There appear to be two things wrong with the code you show here. In zm =
mean(z') you are taking the mean along the 8036-element rows of Z and
obtaining 126 different mean values. This means, as I suspected, that in the
language of covariances, each column of Z is an observation (at a particular
time) and each row is a variable (curl magnitude at a position throughout
time.) Therefore your covariance matrix should be of size 126 x 126, where
you are comparing all the various pairs of variables (positions.) However, you
have generated a 8036 x 8036 matrix which would be comparing different
pairs of times as positions varied. I am sure that was not your intent. You
have your observations and variables interchanged! If you wanted to get the
covariance, you should call on 'cov' with cov(Z'), not cov(Z).

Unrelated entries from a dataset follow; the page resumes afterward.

Issue #415, opened 2019-12-08
Keyring does not work with PyInstaller


toyg:
All details are in the sister bug at https://github.com/pyinstaller/pyinstaller/issues/4569

Filing here as well because I think the hook they shipped was provided by you...? The hook is executed but somehow the `keyring.backends` module still does not appear in metadata.

jaraco:
This is a duplicate of #324.

Issue #324, opened 2018-05-09
Keyrings unavailable on pyinstaller


c-rei:
This error appears when I updated keyring from version 11.0.0 to version 12.2.0 and compiled my source with the pyinstaller. The source file works fine, However on running the binary I get `RuntimeError: No recommended backend was available. Install the keyrings.alt package if you want to use the non-recommended backends. See README.rst for details.`

I have installed keyrings.alt, but I don't known how to use it, and how to modify my source for keyring.

Thank for any help.

jaraco:
You'll notice in the changelog that [starting with version 12 of keyring](https://keyring.readthedocs.io/en/latest/history.html), it now relies on entry points to discover keyring backends. My suspicion is that something about pyinstaller breaks the metadata, rendering the backends invisible.

I think you have three options.

1. Stick with `keyring<12`.
2. In your application, explicitly import the keyring backend modules and re-initialize the keyring. Perhaps keyring could supply this functionality as a call for pyinstaller-based applications.
3. Verify my suspicion and then ask pyinstaller to support discovery of entry points in their environment.

c-rei:
Thank you for your help.
I have investigated the keyring backend with get_keyring function, and that returned ~Windos.WinVaultKering while I on my source, but ~fail.Keyring while I on a binary. So I'v tried to set the "keyring.backends.Windows.WinVaultKeyring" with set_keyring function, but got an error "AttributeError: module 'keyring.backend' has no attribute 'Windows'".
I want to choice the option 2 that you advised, but I don't known how to re-initialize the keyring. Could you give me some idea?

jaraco:
I think you want to `import keyring.backends.Windows` in order for `keyring.backends.Windows.WinVaultKeyring` to be viable. Does that help?

c-rei:
It works now as you advised.
Thank you very much.

genotrance:
I just spent several hours struggling with PyInstaller and keyring. I think it is worthwhile for keyring to provide functionality to pick the correct backend by default once frozen like you suggested rather than have to hard code it.

jaraco:
I'm re-opening this issue, as it remains an issue (as reported in the duplicate issues). In #416, here's what I recommend:

[...]

PR #416, opened 2019-12-10
Fix work with PyInstaller

msk849:
Fix for #415 issue

### DIFF
--- a/keyring/backend.py
+++ b/keyring/backend.py
@@ -196,14 +196,36 @@ def _load_plugins():
 
     `initialize_func` is optional, but will be invoked if callable.
     """
-    try: entry_points = metadata.entry_points()['keyring.backends']
+    try:
+        entry_points = metadata.entry_points()['keyring.backends']
     except Exception:
         entry_points = (
-            metadata.EntryPoint(name='KWallet',value='keyring.backends.kwallet',group='keyring.backends'),
-            metadata.EntryPoint(name='SecretService',value='keyring.backends.SecretService',group='keyring.backends'),
-            metadata.EntryPoint(name='Windows',value='keyring.backends.Windows',group='keyring.backends'),
-            metadata.EntryPoint(name='chainer',value='keyring.backends.chainer',group='keyring.backends'),
-            metadata.EntryPoint(name='macOS',value='keyring.backends.OS_X',group='keyring.backends'))
+            metadata.EntryPoint(
+                name='KWallet',
+                value='keyring.backends.kwallet',
+                group='keyring.backends'
+            ),
+            metadata.EntryPoint(
+                name='SecretService',
+                value='keyring.backends.SecretService',
+                group='keyring.backends'
+            ),
+            metadata.EntryPoint(
+                name='Windows',
+                value='keyring.backends.Windows',
+                group='keyring.backends'
+            ),
+            metadata.EntryPoint(
+                name='chainer',
+                value='keyring.backends.chainer',
+                group='keyring.backends'
+            ),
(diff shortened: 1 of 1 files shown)


keyring/backend.py
```diff
@@ -196,7 +196,14 @@ def _load_plugins():
 
     `initialize_func` is optional, but will be invoked if callable.
     """
-    entry_points = metadata.entry_points()['keyring.backends']
+    try: entry_points = metadata.entry_points()['keyring.backends']
```
om26er: I think it would make sense to follow rest of the project and do try/catch using the "standard" syntax. Please change the code to
```
try:
    entry_points = metadata.entry_points()['keyring.backends']
```

om26er: Even better, there are suggestions on the CI failure page about what needs to be changed for the CI to pass https://ci.appveyor.com/project/jaraco/keyring/builds/29440604/job/r9f96fw8fh5a2f88 -- Kindly change the code as suggested. (Note: this is not a review from project maintainers).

However, I believe there is no need to find the covariance if you are going to
use singular value decomposition. Just call on 'svd' directly, but not with Z.
You must use Z' with the mean having been subtracted as you have done
above.

[U,S,V] = svd(Z','econ');

This way U would be 8036 x 126, and both S and V are 126 x 126. This
ought not to run you into memory problems.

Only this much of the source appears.